Using observations in new ways to understand Southern Ocean change:
The Southern Ocean is remote, harsh and difficult to observe, particularly in winter and beneath sea ice. Our research develops new ways to use existing and emerging observations to understand how this region is changing. This includes combining satellite measurements, autonomous ocean observations, ship-based data and ocean models to infer processes that cannot be measured directly, such as dense water overflows and changes in circulation beneath sea ice.
Impact of Antarctic change on Southern Hemisphere climate: Antarctic ice loss and declining sea ice are adding freshwater to the Southern Ocean, altering ocean stratification, circulation and climate. These changes can influence not only the Antarctic margins, but also broader Southern Hemisphere climate, including temperature over Australia. Our research investigates how Antarctic meltwater and sea ice change affect the ocean and atmosphere, and how these processes should be represented in climate projections used to assess future climate risks.

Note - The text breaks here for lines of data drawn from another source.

Issue #570, opened 2025-06-16
Fix: Add Two-Dot Notation Support to pgagroal-cli conf get Command


Userfrom1995:
Enhanced the pgagroal-cli conf get command to support two-dot notation (section.context.key) for precise configuration parameter retrieval, enabling commands like pgagroal-cli conf get limit.pgbench.max_size while maintaining backward compatibility with existing single-word queries.

jesperpedersen:
@Userfrom1995 Please, do ports for pgmoneta and pgexporter as well

PR #580, opened 2025-06-30
[#570] Prevent segfault when accessing scalar config values with dotted keys

Userfrom1995:
Previously, querying a scalar configuration value (e.g., "port" or "max_connections") with a dotted key (like "port.a") would cause a segmentation fault. This happened because the JSON API returned a scalar value cast as a pointer, which was then incorrectly treated as a JSON object.

This commit adds a defensive check:
    if ((uintptr_t)configuration_js < 0x1000)
to ensure that only valid JSON object pointers are passed to the iterator logic. If a scalar or invalid pointer is detected, the code now gracefully returns an error instead of crashing.

Before Changes:

```c
base@LAPTOP-409T8FMM:~/pgagroal/build/src$ ./pgagroal-cli conf get port.a
AddressSanitizer:DEADLYSIGNAL
=================================================================
==511894==ERROR: AddressSanitizer: SEGV on unknown address 0x000000000929 (pc 0x7f4f2bda0d06 bp 0x7fffb21ca380 sp 0x7fffb21ca350 T0)
==511894==The signal is caused by a READ memory access.
==511894==Hint: address points to the zero page.
    #0 0x7f4f2bda0d06 in pgagroal_json_iterator_create /home/base/pgagroal/src/libpgagroal/json.c:234
    #1 0x55dd97c3297c in get_config_key_result /home/base/pgagroal/src/cli.c:1695
    #2 0x55dd97c304fe in process_get_result /home/base/pgagroal/src/cli.c:1393
    #3 0x55dd97c2f8c7 in conf_get /home/base/pgagroal/src/cli.c:1265
    #4 0x55dd97c2dbb8 in main /home/base/pgagroal/src/cli.c:810
    #5 0x7f4f2b39e1c9 in __libc_start_call_main ../sysdeps/nptl/libc_start_call_main.h:58
    #6 0x7f4f2b39e28a in __libc_start_main_impl ../csu/libc-start.c:360
    #7 0x55dd97c28ed4 in _start (/home/base/pgagroal/build/src/pgagroal-cli+0x11ed4) (BuildId: e996bc25e118f998a6d30b30cf98bc58ed976b2f)

AddressSanitizer can not provide additional info.
SUMMARY: AddressSanitizer: SEGV /home/base/pgagroal/src/libpgagroal/json.c:234 in pgagroal_json_iterator_create
==511894==ABORTING
```

After Changes :
```c
base@LAPTOP-409T8FMM:~/pgagroal/build/src$ ./pgagroal-cli conf get port.a
Error
2025-06-30 14:18:01 TRACE network.c:428 pgagroal_disconnect: fd=3
```

### DIFF
--- a/src/cli.c
+++ b/src/cli.c
@@ -1612,6 +1612,8 @@ get_config_key_result(char* config_key, struct json* j, uintptr_t* r, int32_t ou
    struct json* outcome = NULL;
    struct json_iterator* iter;
    char* config_value = NULL;
+   enum value_type section_type;
+   uintptr_t section_data;
    int part_count = 0;
    char* parts[4] = {NULL, NULL, NULL, NULL}; // Allow max 4 to detect invalid input
    char* token;
@@ -1716,7 +1718,16 @@ get_config_key_result(char* config_key, struct json* j, uintptr_t* r, int32_t ou
 
    if (strlen(section) > 0)
    {
-      configuration_js = (struct json*)pgagroal_json_get(response, section);
+      section_data = pgagroal_json_get_typed(response, section, &section_type);
+
+      pgagroal_log_debug("Section '%s' has type: %s", section, pgagroal_value_type_to_string(section_type));
+
+      if (section_type != ValueJSON)
+      {
+         goto error;
+      }
+
+      configuration_js = (struct json*)section_data;
       if (!configuration_js)
       {
          goto error;
@@ -1727,7 +1738,11 @@ get_config_key_result(char* config_key, struct json* j, uintptr_t* r, int32_t ou
       configuration_js = response;
    }
 
-   pgagroal_json_iterator_create(configuration_js, &iter);
+   if (pgagroal_json_iterator_create(configuration_js, &iter))
+   {
+      goto error;
+   }
+
    while (pgagroal_json_iterator_next(iter))
    {
       // Handle three-part keys: section.context.key


fluca1978:
Do we have a better approach to understand if a result is an invalid object?

Userfrom1995:
I’m not sure if it's necessarily better, but I can think of a few more possible approaches to handle this:

- Type Checking During Iteration
    Iterate over the parent JSON and check each value’s type before accessing it. This avoids trying to iterate or dereference scalar values. ( the one that i just pushed ).

- Wrap Scalars in a Uniform JSON Structure
    Adjust the JSON API response so even scalar values are wrapped in a consistent structure (e.g., { "type": "scalar", "value": 42 }). This makes type checks safer and more predictable.

-  Refactor the CLI Logic
    Update the CLI’s get logic to explicitly handle scalars vs. objects, avoiding generic iteration and handling each case appropriately.

jesperpedersen:
@Jubilee101 Cc:

fluca1978:
> 
>     * Wrap Scalars in a Uniform JSON Structure
>       Adjust the JSON API response so even scalar values are wrapped in a consistent structure (e.g., { "type": "scalar", "value": 42 }). This makes type checks safer and more predictable.

This is what we should go for, because it makes the interface consistent (everything is an object) and stable.
Thoughts?

Jubilee101:
> This is what we should go for, because it makes the interface consistent (everything is an object) and stable.
Thoughts?

Second this. The value type system is designed on the assumption that users know what types they had put in when they try reading it out. So all the outcome should perhaps be json.

Userfrom1995:
I explored the idea of modifying the implementation to wrap scalar values before returning them from `pgagroal_json_get()`, so that we always return a JSON object rather than a raw scalar. Initially, this sounded like a clean way to handle things more uniformly and avoid issues like the segmentation fault we saw.

But after looking into it more deeply, I think this approach would introduce unnecessary complexity.

Right now, the code assumes that we know what we’re putting in and getting out — which is why we do things like:

    id = (int32_t)pgagroal_json_get(header, MANAGEMENT_ARGUMENT_COMMAND);

If we start wrapping scalars, we’d need to:
  - Change all such direct casts.
  - Add utility functions to unwrap the actual values from the wrapper.
  - Handle additional memory management for the wrapper objects.

That alone would touch a lot of code and introduce risk.

There is a second approach I considered — modifying the `pgagroal_json_put` logic so that we always wrap scalars when inserting them into the JSON. That way, we ensure that the structure is consistent for all fields. Here's a comparison between the **current** and **modified** JSON structures:

---  
**(1) Current JSON Structure:**
```c
{
  "Header": {
    "ClientVersion": "2.0.0",
    "Command": 3,
    "Compression": 0,
    "Encryption": 0,
    "Output": 0,
    "Timestamp": "20250715184659"
  },
  "Request": {}
}
```
---

**(2) Modified JSON Structure (wrapped scalars):**
```c
{
  "Header": {
    "ClientVersion": {
      "value": "2.0.0"
    },
    "Command": {
      "value": 3
    },
    "Compression": {
      "value": 0
    },
    "Encryption": {
      "value": 0
    },
    "Output": {
      "value": 0
    },
    "Timestamp": {
      "value": "20250715191154"
    }
  },
  "Outcome": {
    "Error": {
      "value": 2
    },
    "Status": {
      "value": false
    }
  },
  "Request": {}
}
```
---

This modified format keeps things consistent and simplifies value extraction logic across the board.

However, it still comes with some drawbacks:
  - The JSON becomes more verbose and harder to read.
  - We’d still need utility functions to extract values from the `value` field.
  - It would require refactoring all `put` and `get` calls across the codebase — which is a big and risky change.

In the end, this feels like a large change to fix a relatively small issue (a segmentation fault), which already has a simpler workaround (like the iterative approach I proposed earlier). So from a practicality standpoint, I’d suggest sticking with the current implementation.

That said, if we do want to move forward with modifying the JSON APIs, we should first have a more detailed discussion:
  - Should we modify the `get` path, the `put` path, or both?
  - How big is the impact across the codebase?
  - Is there a cleaner or smaller alternative we’re overlooking?

If we decide to go this route, it should definitely be done in a separate PR, as it touches core behavior.

Let me know your thoughts — I’m happy to help implement the change if we agree on a direction.

jesperpedersen:
@Userfrom1995 I don't like it - it shouldn't be necessary to wrap all JSON values

jesperpedersen:
@Userfrom1995 What is important is to create a chapter / appendix in the developer that describes the format (name/type) and so on

fluca1978:
@Userfrom1995 this is an excellent and detailed analysis, and while I think wrapping is still the right path to get things done, it requires too many changes so far, and probably has also a runtime impact we don't want for a few scalar values.
Therefore, we should step back to the iterating approach you proposed.
Do you think it is worth providing a `pgagroal_json_get_scalar` defensive function to clearly indicate we want to extract a single value out of JSON?

jesperpedersen:
@Jubilee101 will look at it - so hold

jesperpedersen:
@Userfrom1995 See #592

Userfrom1995:
> Do you think it is worth providing a `pgagroal_json_get_scalar` defensive function to clearly indicate we want to extract a single value out of JSON?

I think it will be a good addition. It will provide a defensive mechanism that will help us prevent the wrong casting of non-scalar type pointers to scalar pointers or scalar variables.

For example, if we try to cast a JSON pointer to a scalar, it can cause issues - it can cause memory issues, segmentation faults, and other problems. So we can implement the `pgagroal_json_get_scalar` function in such a way that it returns NULL or zero for non-scalar values or in the case the tag does not exist. So before casting, we can check and make sure we don't cast JSON or any non-scalar into a scalar. So it will be a good defensive practice, but that's the only advantage - it will not help us in any other way. It just provides a defensive mechanism. Almost anything else can be achieved with the `pgagroal_json_get_typed` function.

We can do two kinds of implementation of the scalar functions: `pgagroal_json_get_scalar` and `pgagroal_json_get_scalar_typed`.

## 1. `pgagroal_json_get_scalar()` - Simple Defensive Version

```c
uintptr_t
pgagroal_json_get_scalar(struct json* item, char* tag)
{
   enum value_type found_type;
   uintptr_t data;
   
   if (item == NULL || item->type != JSONItem || tag == NULL || strlen(tag) == 0)
   {
      return 0;  // Return NULL/0 for safety
   }
   
   data = pgagroal_art_search_typed(item->elements, tag, &found_type);
   
   // Defensive check: reject complex types - SAFETY MECHANISM
   if (found_type == ValueJSON || found_type == ValueDeque || found_type == ValueART || found_type == ValueNone) 
   {
      return 0;  // Return NULL/0 to prevent dangerous casting
   }
   
   return data;
}
```

## 2. `pgagroal_json_get_scalar_typed()` - Defensive + Type Info

```c
uintptr_t
pgagroal_json_get_scalar_typed(struct json* item, char* tag, enum value_type* type)
{
   enum value_type found_type;
   uintptr_t data;
   
   if (item == NULL || item->type != JSONItem || tag == NULL || strlen(tag) == 0)
   {
      *type = ValueNone;
      return 0;
   }
   
   data = pgagroal_art_search_typed(item->elements, tag, &found_type);
   
   // Defensive check: reject complex types AND handle not found
   if (found_type == ValueJSON || found_type == ValueDeque || found_type == ValueART || found_type == ValueNone) 
   {
      *type = ValueNone;
      return 0;
   }
   
   *type = found_type;
   return data;
}
```

## Usage Examples

Simple Defensive Version:
```c
// Safe scalar extraction - prevents segfaults
uintptr_t data = pgagroal_json_get_scalar(json_obj, "port");
if (data == 0) {
    printf("Error: 'port' is not a scalar or doesn't exist\n");
    return;
}
int32_t port = (int32_t)data;  // Safe to cast
```

Typed Version for More Control:
```c
// Safe scalar extraction with type info
enum value_type type;
uintptr_t data = pgagroal_json_get_scalar_typed(json_obj, "port", &type);
if (type == ValueNone) {
    printf("Error: 'port' is not a scalar\n");
    return;
}

switch (type) {
    case ValueInt32:
        int32_t port = (int32_t)data;
        break;
    case ValueString:
        char* hostname = (char*)data;
        break;
}
```

These functions provide safety mechanisms that prevent dangerous casting of complex types to scalars, which can cause segmentation faults and memory corruption issues.

Userfrom1995:
> Do you think it is worth providing a `pgagroal_json_get_scalar` defensive function to clearly indicate we want to extract a single value out of JSON?

I think it will be a good addition. It will provide a defensive mechanism that will help us prevent the wrong casting of non-scalar type pointers to scalar pointers or scalar variables.

For example, if we try to cast a JSON pointer to a scalar, it can cause issues - it can cause memory issues, segmentation faults, and other problems. So we can implement the `pgagroal_json_get_scalar` function in such a way that it returns NULL or zero for non-scalar values or in the case the tag does not exist. So before casting, we can check and make sure we don't cast JSON or any non-scalar into a scalar. So it will be a good defensive practice, but that's the only advantage - it will not help us in any other way. It just provides a defensive mechanism. Almost anything else can be achieved with the `pgagroal_json_get_typed` function.

We can do two kinds of implementation of the scalar functions: `pgagroal_json_get_scalar` and `pgagroal_json_get_scalar_typed`.

## 1. `pgagroal_json_get_scalar()` - Simple Defensive Version

```c
uintptr_t
pgagroal_json_get_scalar(struct json* item, char* tag)
{
   enum value_type found_type;
   uintptr_t data;
   
   if (item == NULL || item->type != JSONItem || tag == NULL || strlen(tag) == 0)
   {
      return 0;  // Return NULL/0 for safety
   }
   
   data = pgagroal_art_search_typed(item->elements, tag, &found_type);
   
   // Defensive check: reject complex types - SAFETY MECHANISM
   if (found_type == ValueJSON || found_type == ValueDeque || found_type == ValueART || found_type == ValueNone) 
   {
      return 0;  // Return NULL/0 to prevent dangerous casting
   }
   
   return data;
}
```

## 2. `pgagroal_json_get_scalar_typed()` - Defensive + Type Info

```c
uintptr_t
pgagroal_json_get_scalar_typed(struct json* item, char* tag, enum value_type* type)
{
   enum value_type found_type;
   uintptr_t data;
   
   if (item == NULL || item->type != JSONItem || tag == NULL || strlen(tag) == 0)
   {
      *type = ValueNone;
      return 0;
   }
   
   data = pgagroal_art_search_typed(item->elements, tag, &found_type);
   
   // Defensive check: reject complex types AND handle not found
   if (found_type == ValueJSON || found_type == ValueDeque || found_type == ValueART || found_type == ValueNone) 
   {
      *type = ValueNone;
      return 0;
   }
   
   *type = found_type;
   return data;
}
```

## Usage Examples

Simple Defensive Version:
```c
// Safe scalar extraction - prevents segfaults
uintptr_t data = pgagroal_json_get_scalar(json_obj, "port");
if (data == 0) {
    printf("Error: 'port' is not a scalar or doesn't exist\n");
    return;
}
int32_t port = (int32_t)data;  // Safe to cast
```

Typed Version for More Control:
```c
// Safe scalar extraction with type info
enum value_type type;
uintptr_t data = pgagroal_json_get_scalar_typed(json_obj, "port", &type);
if (type == ValueNone) {
    printf("Error: 'port' is not a scalar\n");
    return;
}

switch (type) {
    case ValueInt32:
        int32_t port = (int32_t)data;
        break;
    case ValueString:
        char* hostname = (char*)data;
        break;
}
```

These functions provide a helpful safety mechanism to prevent dangerous casting of complex types (like nested JSON) into scalars, which can easily lead to segmentation faults or memory corruption. That said, they don’t completely eliminate the risk of miscasting, and they don’t remove the need to know what type of data you’re expecting.

We still need to either know exactly what scalar type we are working with, or perform a type check using the type returned by `pgagroal_json_get_typed` or `pgagroal_json_get_scalar_typed` before casting. What these functions really do is reduce the chances of a specific class of bugs—particularly those where a non-scalar is mistakenly treated as a scalar.

Jubilee101:
> We still need to either know exactly what scalar type we are working with, or perform a type check using the type returned by pgagroal_json_get_typed or pgagroal_json_get_scalar_typed before casting.

Feel free to implement some helper functions to filter out the scalar types (don't know if it's appropriate to call them that, since string is included here). But I don't think it's needed to make this a public API. After all this is just to condone the fact that we are using the same key for different types.

Jubilee101:
The current patch looks good to me @jesperpedersen

fluca1978:
Looks good to me, except that I would not protect the debug logging statement.
Using the typed function is the correct way to go.

Userfrom1995:
> Looks good to me, except that I would not protect the debug logging statement. Using the typed function is the correct way to go.

Won't work without debug condition because `pgagroal_value_type_to_string` is defined inside a debug statement have a look here https://github.com/agroal/pgagroal/blob/d6c7e845ab6c140ea05f4ee3b7257f7d69f5b636/src/libpgagroal/value.c#L315
Have a look at this CI run :
https://github.com/agroal/pgagroal/actions/runs/16402230693/job/46343296315

fluca1978:
> > Looks good to me, except that I would not protect the debug logging statement. Using the typed function is the correct way to go.
> 
> Won't work without debug condition because `pgagroal_value_type_to_string` is defined inside a debug statement have a look here
> 
> https://github.com/agroal/pgagroal/blob/d6c7e845ab6c140ea05f4ee3b7257f7d69f5b636/src/libpgagroal/value.c#L315
> 

My fault, sorry!

fluca1978:
@jesperpedersen PTAL

src/cli.c
```diff
@@ -1716,7 +1718,18 @@ get_config_key_result(char* config_key, struct json* j, uintptr_t* r, int32_t ou
 
    if (strlen(section) > 0)
    {
-      configuration_js = (struct json*)pgagroal_json_get(response, section);
+      section_data = pgagroal_json_get_typed(response, section, &section_type);
+
+      #ifdef DEBUG
```
jesperpedersen: Remove

jesperpedersen (changes requested):

jesperpedersen:
@Userfrom1995 @Jubilee101 will fix the `#ifdef DEBUG` in the core api

Userfrom1995:
I have removed the `#ifdef DEBUG`, but CI will fail for all release builds.  
We can just remove the guard `#ifdef DEBUG` around the function `pgagroal_value_type_to_string` in this PR or in a separate PR — I think that would be the best approach, since I don’t see any other use of this function anywhere else in the code. As far as I can tell, this is the first time we are using it.

jesperpedersen:
@Userfrom1995 It will be done separate

jesperpedersen:
@Userfrom1995 Then we will bring in your patch

jesperpedersen:
Rebased, and merged.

Southern Ocean heat and carbon uptake:
The Southern Ocean plays a central role in slowing climate change by absorbing a large fraction of the excess heat and carbon taken up by the global ocean. This uptake is controlled by the unique circulation of the Southern Ocean, where surface waters are transformed and advected into the ocean interior, allowing heat and carbon to be stored for centuries. Our research investigates the physical processes that control Southern Ocean heat and carbon uptake, how these processes are changing, and what this means for future warming, carbon storage and regional sea level rise around Australia.
Ocean circulation impact on ecosystems and invasive species: Ocean currents shape Southern Ocean ecosystems by transporting drifting organisms across vast distances. These pathways influence species connectivity and the potential for non-native species to reach and colonise Antarctic environments. Our research investigates how Southern Ocean circulation connects ecosystems, how climate change may alter these pathways, and what this means for biodiversity, ecosystem resilience and the future risk of biological invasions.
Eddies in the Southern Ocean:
The Southern Ocean is filled with energetic eddies: swirling features tens of kilometres wide that strongly influence ocean circulation and climate. Eddies help regulate the Antarctic Circumpolar Current, shape the overturning circulation, and transport heat, carbon and nutrients across ocean fronts. Our research investigates the dynamics that generate and sustain Southern Ocean eddies, how they respond to changing winds and buoyancy forcing, and how their effects can be better represented in climate models.